Designs are currently being drawn up to determine Russian kit at Pyeongchang 2018 ©Getty Images

Speculation is growing in Russia about what the country's kit at the Pyeongchang 2018 Winter Olympic Games will look like after a possible ice hockey uniform was leaked online.

The world's largest country will participate under the team name "Olympic Athletes from Russia" and are expected to be barred from having any national symbols on their uniforms.

This follows an International Olympic Committee (IOC) decision forcing Russia to compete neutrally in South Korea due to evidence of a "systemic manipulation" of the anti-doping system at Sochi 2014.

Kit designs are currently being drawn-up by individual Russian national federations before being sent to the IOC for approval by a panel chaired by Aruba's Executive Board member Nicole Hoevertsz.

The ice hockey kit proposal, as reported by R-Sport, is designed by Nike and includes the full wording "Olympic Athletes from Russia" on a red and white coloured kit. 

It is likely to provoke outrage among figures calling for a strict adoption of neutrality for Russian athletes. 

It is also likely that it is just one of many designs being considered. 

According to the TASS news agency, it is possible that stickers could be taped over national symbols in order to ensure compliance with IOC requirements.
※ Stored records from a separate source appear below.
PR #1827, opened 2024-04-19
Fix dependabot

jemrobinson:

Dependabot is currently failing to correctly update `requirements.txt` from `pyproject.toml` (see e.g. #1809). It is also double-processing the requirements under `docs`.

This PR replaces the Python part of Dependabot's config with the following

- A new `docs` environment in `pyproject.toml`
- A workflow which uses `pip-compile` to update `requirements.txt` and `docs/requirements.txt`
- Changes all three `update-X` workflows to run both on pushes to `develop` and every week.

Closes #1809

### :microscope: Tests

Untested


.github/dependabot.yml
```diff
@@ -4,30 +4,6 @@ version: 2
 updates:
   # GitHub Action update PRs
   - package-ecosystem: "github-actions"
-    directory: "/"  # Checks /.github/workflows/
+    directory: "/"  # This is recursive so it also checks .github/workflows/
```
JimMadge: I think that isn't why this work.

https://docs.github.com/en/code-security/dependabot/dependabot-version-updates/configuration-options-for-the-dependabot.yml-file#directory

> For GitHub Actions, you do not need to set the directory to /.github/workflows. Configuring the key to / automatically instructs Dependabot to search the /.github/workflows directory, as well as the action.yml / action.yaml file from the root directory.

.github/workflows/update_python_dependencies.yaml
```diff
@@ -0,0 +1,67 @@
...
+          python-version: 3.12
+
+      - name: Install dependencies
+        run: pip install hatch pip-tools
+
+      - name: Update 'default' dependencies
+        run: pip-compile -U pyproject.toml -o requirements.txt
+
+      - name: Update 'docs' dependencies
+        run: hatch env show docs --json | jq -r '.docs.dependencies | .[]' | pip-compile -U - -o docs/requirements.txt
```
JimMadge: I think this was one of the reasons I went with a `requirements.in`, because there isn't a convenient command like `pip-compile pyproject.toml --env docs`.

If we could make that a script rather than being hardcoded in the workflow that could be good.

pyproject.toml
```diff
@@ -58,6 +58,15 @@ path = "data_safe_haven/version.py"
 [tool.hatch.envs.default]
 pre-install-commands = ["pip install -r requirements.txt"]
 
+[tool.hatch.envs.docs]
```
JimMadge, line 61:
```suggestion
[tool.hatch.envs.docs]
pre-install-commands = ["pip install -r docs/requirements.txt"]
```

To make sure you have the pinned dependencies like for the default env.

.github/workflows/update_docker_versions.yaml
```diff
@@ -1,7 +1,9 @@
 ---
-name: Update Pulumi Docker image versions
+name: Update Docker image versions
 
 on:  # yamllint disable-line rule:truthy
+  push:
+    branches: [develop]
```
JimMadge: If we have weekly runs I wouldn't feel the need to also trigger these workflows on pushes.

(Didn't we recently remove that from some workflows :smile:?)

JimMadge (changes requested):
Looks good.

A few suggestions.
I would prefer not to run the update workflows periodically _and_ on pushes.

.github/dependabot.yml
jemrobinson: I understand what that's saying, but I think the reason *why* is works is because Dependabot searches the full tree under the path you provide.

For example, these are the current Dependabot settings for `pip`.

This one with

```
package-ecosystem: "pip"
directory: "/"
```

Screenshot 2024-04-19 at 15 28 03

checks both the base directory and the `docs` directory

... while this one with

```
package-ecosystem: "pip"
directory: "/docs/"
```

Screenshot 2024-04-19 at 15 28 09

checks only the `docs` directory.

.github/workflows/update_python_dependencies.yaml
jemrobinson: I think the main reason for going with `requirements.in` here was that we didn't have a top-level `pyproject.toml` as this workflow existed in the Powershell version.

There is a [hatch-pip-compile](https://github.com/juftin/hatch-pip-compile) plugin, but we need the generation of the `requirements` file to happen outside `hatch`, as one of the hatch steps is to install from this file!

pyproject.toml
jemrobinson: Sure, but `docs` doesn't currently have any commands in it. Let me add some!

.github/workflows/update_docker_versions.yaml
jemrobinson: Happy to do both/either. Dependabot was set up weekly, so I can copy that.

pyproject.toml
jemrobinson: Done in 5a03056

.github/workflows/update_docker_versions.yaml
jemrobinson: Done in ec370e6da

.github/dependabot.yml
JimMadge: Ah, interesting!

I guess that would mean those two definitions would both try to update the docs requirements which isn't what we want.

JimMadge: Maybe what the docs says is a subset of "directories will be searched recursively".

pyproject.toml
JimMadge: Even better :+1:.

That's actually a big advantage of using an env. `hatch run docs:build` instead of making/sourcing a venv then running make.

.github/workflows/update_python_dependencies.yaml
JimMadge: > I think the main reason for going with requirements.in here was that we didn't have a top-level pyproject.toml as this workflow existed in the Powershell version.

That makes sense :smile:.

That plugin sounds a bit awkward. If that chain of commands were just in a file like `update_docs_requirements.sh` I just think it would be more visible, easier to reproduce out of CI.

jemrobinson: ~I don't think the overhead of moving this into its own script is worthwhile. It would make sense if we were doing so for more than one environment though.~

Actually, I've changed my mind and put it into a short bash script in 1d8303122

.github/scripts/update_python_dependencies.sh
```diff
@@ -0,0 +1,23 @@
...
+if ! command -v pip-compile > /dev/null; then
+    echo "pip-compile could not be found"
+    exit 1
+fi
+
+# Run pip-compile
+if [ "$ENV_NAME" = "default" ]; then
+    pip-compile -U pyproject.toml -o "$TARGET"
+else
+    hatch env show --json | jq -r ".${ENV_NAME}.dependencies | .[]" | pip-compile -U - -o "$TARGET"
```
JimMadge:
```suggestion
    hatch env show --json | jq -r ".${ENV_NAME}.dependencies | .[]" | pip-compile -U -o "$TARGET"
```

Assuming that is a mistake.

JimMadge (changes requested):

.github/scripts/update_python_dependencies.sh
```diff
@@ -0,0 +1,23 @@
+#! /bin/sh
```
JimMadge:
```suggestion
#! /usr/bin/env sh
```

.github/scripts/update_python_dependencies.sh
jemrobinson: No, this is necessary. It means `pip-compile -U <the result of the pipeline>` while without this you get `pip-compile -U` which defaults to the `default` environment of `pyproject.toml`.

jemrobinson: Would you prefer `pip-compile - -U -o "$TARGET"`?

jemrobinson:
```suggestion
    hatch env show --json | jq -r ".${ENV_NAME}.dependencies | .[]" | pip-compile - -U -o "$TARGET"
```

JimMadge (changes requested):

JimMadge (approved):

PR #1839, opened 2024-04-26
Pulumi storage fixes, including adding encryption key

craddm:

Adds additional fixes from co-working session, and preliminary attempts to include encryption key in `pulumi.yaml`


data_safe_haven/commands/context.py
```diff
@@ -18,7 +19,11 @@
 @context_command_group.command()
 def show() -> None:
     """Show information about the selected context."""
-    settings = ContextSettings.from_file()
+    try:
+        settings = ContextSettings.from_file()
+    except DataSafeHavenConfigError:
+        print("No context selected.")
+        return
```
JimMadge: We should add a test for the case where there is no context.

data_safe_haven/commands/deploy.py
```diff
@@ -77,7 +74,9 @@ def shm(
     except DataSafeHavenError as exc:
         msg = f"Could not deploy Data Safe Haven Management environment.\n{exc}"
         raise DataSafeHavenError(msg) from exc
-
+    finally:
+        # Upload Pulumi config to blob storage
+        pulumi_config.upload(context)
```
JimMadge, line 80: I can't remember if there are tests for the deploy command but we should add one to check that upload is always called whether or not an exception is raised.

data_safe_haven/config/pulumi.py
```diff
@@ -10,6 +10,7 @@
 class DSHPulumiProject(BaseModel, validate_assignment=True):
     """Container for DSH Pulumi Project persistent information"""
 
+    encrypted_key: str
```
JimMadge, line 13: Again, need to update tests for this change.

JimMadge (commented):
All good changes, do you want to get these merged into `pulumi_storage` or shall we work on this branch until we have fixed all issues? @craddm @jemrobinson

jemrobinson:
@JimMadge let's merge this in (once your comments are addressed). If we need to make more changes we can do that on a new branch.

data_safe_haven/commands/context.py
jemrobinson: Can you add this or open an issue? I think you're most familiar with this set of changes and the test suite.

data_safe_haven/commands/deploy.py
jemrobinson: Can you add this or open an issue?

craddm:
Are we just merging this in before getting the encrypted key thing working, and then getting it working on the main `pulumi_storage` branch?

JimMadge:
With regards to opening issues, I'm not really comfortable deferring tests or merging changes which break PR. I don't think there is any great rush here so we should do that before merging.

jemrobinson:
Also agree with Matt that we should get the encrypted key piece working. Are you able to test this @JimMadge ?

JimMadge:
Good point, we should check that change is doing what we hope :+1:. If not we can cherry-pick or merge the other changes anyway.

I'll try to find time to test this. This set of PRs are my only priority when it comes to development.

data_safe_haven/commands/context.py
JimMadge: fixed in a3d9eba2686240f73964dbafa13a14ddbaaa24f0 and fb280b9536e12fcd82bf9c3624f8f97f9ed619b4

data_safe_haven/config/pulumi.py
JimMadge: done in 1f0b05a840abac019e46bf44d8d404981f8c7a2d and 42a11c0164f66e40d89ad43de464ed4975a15d76

data_safe_haven/commands/deploy.py
JimMadge: Done in [db1fc3d](https://github.com/alan-turing-institute/data-safe-haven/pull/1839/commits/db1fc3d40bea75dfd850c4e7dd0cf1ed4a4277ae)

JimMadge (approved):

PR #1445, opened 2023-09-01
refactor(iroh-sync): `RangeEntry` trait, byte newtypes for author/namestamp, timestamp into record

Frando:
## Description

Several refactors in `iroh-sync` that emerged out of recent discussion and clarifies the architecture.

* make ranger generic over `E: RangeEntry` in place of `K, V`
* moves the timestamp out of `RecordIdentifier` and into `Record`
* includes the timestamp and the content hash in the fingerprint
* Rename the public key types to `AuthorPublicKey` and `NamespacePublicKey`
* Introduce newtypes `AuthorId` and `NamespaceId` over `[u8; 32]` and use them in most places where we used the public key so far
* in `SignedEntry` keys are now stored as these newtypes and a trait implemented on the store instance is used to resolve the expanded form for crypto operations (works on the fly but uses the cached key if available)
* Remove `ranger::store::AllIterator` because it was always identical to the `RangeIterator`
* #1446 
* #1448 

## Change checklist

- [x] Self-review.
- [x] Tests if relevant.

### DIFF
--- a/iroh-sync/src/ranger.rs
+++ b/iroh-sync/src/ranger.rs
@@ -2,12 +2,20 @@
 //! "Range-Based Set Reconciliation" by Aljoscha Meyer.
 //!
 
-use std::collections::BTreeMap;
+use std::convert::Infallible;
 use std::fmt::Debug;
 use std::marker::PhantomData;
-use std::{cmp::Ordering, convert::Infallible};
+use std::{cmp::Ordering, collections::BTreeMap};
 
 use serde::{Deserialize, Serialize};
+
+pub trait RangeEntry: Debug + Clone + PartialOrd {
+    type Key: RangeKey + PartialEq + Clone + Default + Debug;
+    type Value: Debug + Clone;
+    fn key(&self) -> &Self::Key;
+    fn value(&self) -> &Self::Value;
+    fn as_fingerprint(&self) -> Fingerprint;
+}
 
 /// Stores a range.
 ///
@@ -80,21 +88,11 @@ impl Debug for Fingerprint {
 impl Fingerprint {
     /// The fingerprint of the empty set
     pub fn empty() -> Self {
-        Fingerprint::new(&[][..])
+        Fingerprint(*blake3::hash(&[]).as_bytes())
     }
 
-    pub fn new<T: AsFingerprint>(val: T) -> Self {
+    pub fn new<T: RangeEntry>(val: T) -> Self {
         val.as_fingerprint()
-    }
-}
-
-pub trait AsFingerprint {
-    fn as_fingerprint(&self) -> Fingerprint;
-}
-
-impl<T: AsRef<[u8]>> AsFingerprint for T {
-    fn as_fingerprint(&self) -> Fingerprint {
-        Fingerprint(blake3::hash(self.as_ref()).into())
     }
 }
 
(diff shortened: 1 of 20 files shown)


iroh-sync/src/ranger.rs
```diff
@@ -168,205 +164,73 @@ impl<K, V> MessagePart<K, V> {
...
-{
+pub struct Peer<E: RangeEntry, S: Store<E>> {
     store: S,
     /// Up to how many values to send immediately, before sending only a fingerprint.
     max_set_size: usize,
     /// `k` in the protocol, how many splits to generate. at least 2
     split_factor: usize,
 
-    _phantom: PhantomData<(K, V)>, // why???
+    _phantom: PhantomData<E>, // why???
```
rklaehn, line 227: why why? E is not used directly, so you have to fake use using PhantomData.

iroh-sync/src/sync.rs
```diff
@@ -532,14 +566,12 @@ impl Entry {
 /// The indentifier of a record.
 #[derive(Default, Clone, Serialize, Deserialize)]
 pub struct RecordIdentifier {
```
rklaehn, line 568: Any Vec<u8> with a length >= 64 should be castable to a RecordIdentifier, right? We are not doing any checks other than the length. So I think RecordIdentifier can be done differently. Basically an unsized type.

But... next PR.

rklaehn (approved):
That is quite big. But I really like the change.

iroh-sync/src/ranger.rs
dignifiedquire: well, `Store` uses it, so I think it is dumb that this is needed..

iroh-sync/src/ranger.rs
```diff
@@ -629,11 +491,143 @@ where
...
 mod tests {
     use proptest::prelude::*;
-    use std::{cell::RefCell, fmt::Debug, rc::Rc};
+    use std::{cell::RefCell, collections::BTreeMap, convert::Infallible, fmt::Debug, rc::Rc};
     use test_strategy::proptest;
 
     use super::*;
 
+    #[derive(Debug)]
+    pub struct SimpleStore<K, V> {
```
dignifiedquire, line 500: maybe not needed to be `pub` if used in tests here only?

iroh-sync/src/ranger.rs
```diff
@@ -629,11 +491,143 @@ where
...
+    {
+        type Key = K;
+
+        fn key(&self) -> &Self::Key {
+            &self.0
+        }
+
+        fn as_fingerprint(&self) -> Fingerprint {
+            let mut hasher = blake3::Hasher::new();
+            hasher.update(format!("{:?}", self.0).as_bytes());
```
dignifiedquire, line 525: this should include the value as well probably, to be more consistent in testing this

iroh-sync/src/store/fs.rs
```diff
@@ -390,23 +395,29 @@ impl crate::ranger::Store<RecordIdentifier, SignedEntry> for StoreInstance {
...
+            fp ^= el.as_fingerprint();
         }
 
         Ok(fp)
     }
 
-    fn put(&mut self, k: RecordIdentifier, v: SignedEntry) -> Result<()> {
+    fn put(&mut self, e: SignedEntry) -> Result<()> {
+        // let k = e.id();
+        // let v = e;
```
dignifiedquire, line 406: delete?

iroh-sync/src/store/pubkeys.rs
```diff
@@ -0,0 +1,55 @@
...
+}
+
+impl PublicKeyStore for () {
+    fn public_key(&self, id: &[u8; 32]) -> Result<VerifyingKey, SignatureError> {
+        VerifyingKey::from_bytes(id)
+    }
+}
+
+/// In-memory key storage
+#[derive(Debug, Clone, Default)]
```
dignifiedquire, line 41: not necessary for this PR, but would be good to have this be configurable in max number of keys stored

iroh-sync/src/sync.rs
```diff
@@ -242,6 +241,11 @@ impl<S: ranger::Store<RecordIdentifier, SignedEntry> + 'static> Replica<S> {
         self.inner.read().namespace.id()
     }
 
+    // /// Get the namespace identifier for this [`Replica`] in byte represenation.
+    // pub fn namespace(&self) -> NamespaceId {
+    //     self.inner.read().namespace.id().into()
+    // }
```
dignifiedquire, line 247: delete?

dignifiedquire (approved):
really like the overall changes

iroh-sync/src/ranger.rs
Frando: Added a comment

Issue #1440, opened 2023-08-31
possible bug? adding a new address to the magic sock will remove connections made to us


ramfox:
We only prune endpoints after a call to `set_network_map`. In that method, we overwrite the internal `MagicSock::netmap` & remove any `MagicSock::peer_map` `Endpoints` that are not present in the latest `netmap`.

This removes any connection information about nodes that have connected to us in the wild.

We may very well want to prune these connections in this way.

However, we use `set_network_map` to add new addresses explicitly to the `MagicSock` / `MagicEndpoint` (using `MagicEndpoint::add_known_addr`). This means anytime we add a new address, we are pruning any "natural" connections made. This seems like an unintended side effect, I don't think a user would expect that any time they add an explicit connection, they are potentially closing connections to other (potentially active) nodes.

Frando:
We should change the data flow so that `MagicEndpoint::add_known_addr` sends a message with the peer info to the actor, and does not fully replace the netmap.

flub:
@Frando so can this be closed now or is #1447 not the whole story?

Frando:
I would guess but am not sure, maybe @ramfox can confirm that the situation that triggered this issue does not occur anymore.

ramfox:
closed by #1447 !

PR #1447, opened 2023-09-02
refactor(iroh-net): remove `NetworkMap`

Frando:
## Description

While having another look at the code when thinking about #1440 I realized that the `NetworkMap`is never used apart from serving as a source of entries for the `PeerMap`.

So I removed it. Looks much simpler now, and tests passed for me locally. Not sure if I haven't missed something.

## Notes & open questions

* We never remove entries from the `peer_map`. This is already the case before this PR if I'm not missing something, because we never removed entries from the `NetworkMap`, and only the latter would ever have triggered a removal of entries from the `peer_map`.

## Change checklist

- [x] Self-review.
- [ ] Tests if relevant.


dignifiedquire (approved):
we need to figure out how to handle deletion & cleanup over time, but that wasn't handled properly before any way

PR #1448, opened 2023-09-02
refactor(iroh-sync): store `RecordIdentifier` as bytes

Frando:
## Description

Builds on #1445. Had an idea - we can make the `RecordIdentifier` be a newtype wrapper around `Bytes`. With this we can expose the `RecordIdentifier` directly as a simple continous byte slice.

I'm not too sure if we gain much over the previous form – Maybe some performance when cloning oftenly. And @rklaehn wanted to have a simple byte representation for store improvements. 

## Change checklist

- [ ] Self-review.
- [ ] Tests if relevant.

### DIFF
--- a/iroh-sync/src/sync.rs
+++ b/iroh-sync/src/sync.rs
@@ -14,6 +14,7 @@ use std::{
 
 #[cfg(feature = "metrics")]
 use crate::metrics::Metrics;
+use bytes::{Bytes, BytesMut};
 use derive_more::Deref;
 #[cfg(feature = "metrics")]
 use iroh_metrics::{inc, inc_by};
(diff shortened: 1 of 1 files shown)


dignifiedquire:
I like it, should make the key cloning we have in the stores a lot cheaper

rklaehn:
I think this is great. What you might gain is to simplify the memory store and bring it more in line with how the redb file store works. E.g. instead of having a multi level map, you can just do the mem record store as a `BTreeMap<Bytes, RecordValue>` and then do the exact same range tricks as you have to do in the file store anyway.

rklaehn (approved):

PR #1468, opened 2023-09-08
feat(iroh-net): Implement the https probe.

flub:
## Description

This is needed to figure out the closest derp server when UDP is
blocked.  Now that we have multiple derp servers we'll start to rely
on this working.

## Notes & open questions

The Initial commit introduces the feature and can be manually tested against a derp server.  However it comes with a failing test.

The 2nd commit breaks things but is aiming at being able to run a full derp server, including the http(s) services in tests:

It moves out the server part of `src/bin/derper.rs` into `src/derp/derper.rs`.  This latter does not try to do anything related to UX or touch the filesystem.  It's configuration is rather different but works from just a struct.  `src/bin/derper.rs` will have to do all the file reading and convert things into the right shape.  This way this PR will also not affect any configuration file formats.

This part is incomplete so far.

## Change checklist

- [ ] Self-review.
- [ ] Tests if relevant.

### DIFF
--- a/iroh-net/src/bin/derper.rs
+++ b/iroh-net/src/bin/derper.rs
@@ -231,8 +231,9 @@ struct TlsConfig {
     cert_dir: Option<PathBuf>,
     /// The port on which to serve a response for the captive portal probe over HTTP.
     ///
-    /// The listener is bound to the same IP as specified in the `addr` field. Defaults to 80.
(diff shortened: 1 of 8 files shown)


dignifiedquire:
Closing for now, please reopen when you restart this work

PR #1469, opened 2023-09-08
Use latest version of bao-tree

rklaehn:
## Description

The new version of bao-tree has chunk level granularity of requests, and a slightly different way to handle ranges. This tries it out.

## Change checklist

- [x] Self-review.
- [x] Tests if relevant.


iroh/tests/cli.rs
```diff
@@ -293,7 +293,7 @@ fn cli_provide_tree_resume() -> Result<()> {
         let get_output = get.unchecked().run()?;
         assert!(get_output.status.success());
         let matches = explicit_matches(match_get_stderr(get_output.stderr)?);
-        assert_eq!(matches, vec!["65.98 KiB"]);
+        assert_eq!(matches, vec!["69.79 KiB"]);
```
rklaehn, line 296: no idea why this got more. need to investigate.

rklaehn:
What is missing is a range canonicalization function in bao-tree in support of the "range outside the valid range" functionality to ensure we return the minimum range. See https://github.com/n0-computer/bao-tree/issues/36

Other than that this is ready to review.

iroh/tests/cli.rs
```diff
@@ -470,9 +474,9 @@ fn make_provider_in(
             rpc_port.unwrap_or("disabled"),
         ],
     )
-    .stderr_null()
+    // .stderr_null()
     // .stderr_file(std::io::stderr().as_raw_fd()) // for debug output
-    .env("RUST_LOG", "debug")
+    // .env("RUST_LOG", "iroh_bytes=debug,iroh_net=warn,iroh=debug,warn")
```
dignifiedquire, line 479: should this be comitted?

dignifiedquire (approved):
one nit, other than that lgtm

Issue #1464, opened 2023-09-05
Switching from Wifi to Cellular with a running iroh node breaks connections


b5:
this issue tracks network interface switching detection. When switching is working properly the magicSocket should transparently handle changes in the underlying connection topology & things should "just work"

dignifiedquire:
I wrote up the handling in tailscale, which we should pretty much just mirror: https://number-zero.notion.site/Network-Change-Monitoring-7ab0ac445c414f158b66df38611a533c?pvs=4

b5:
closed by #1472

A "source" from an unnamed winter national federation said that this may be the only compromise possible given the short time-frame before the start of the South Korean Games.

They said that manufacturers of sports equipment may "simply not have time to produce sets of kit that would satisfy the requirements of the IOC".

These stickers, it was added, could include the OAR acronym or the team name in full.

This kit will be developed separately to the ceremonial uniforms for neutral athletes, which are being manufactured by Russian Olympic Committee supplier, ZASport.

Mock-ups of a possible kit design have reportedly already also been sent to the IOC by the Federation of Bobsleigh of Russia.

"Today we sent neutral lay-outs to the IOC and the International Bobsleigh and Skeleton Federation," the national body's secretary general Sergei Parkhomenko told TASS.

"I hope that we will respond very promptly.

"In developing, we took into account the requirements of the IOC, so that there were no combinations of colours of the Russian flag."

The IOC are so far refusing to divulge any more details about their uniform rules for Russian athletes.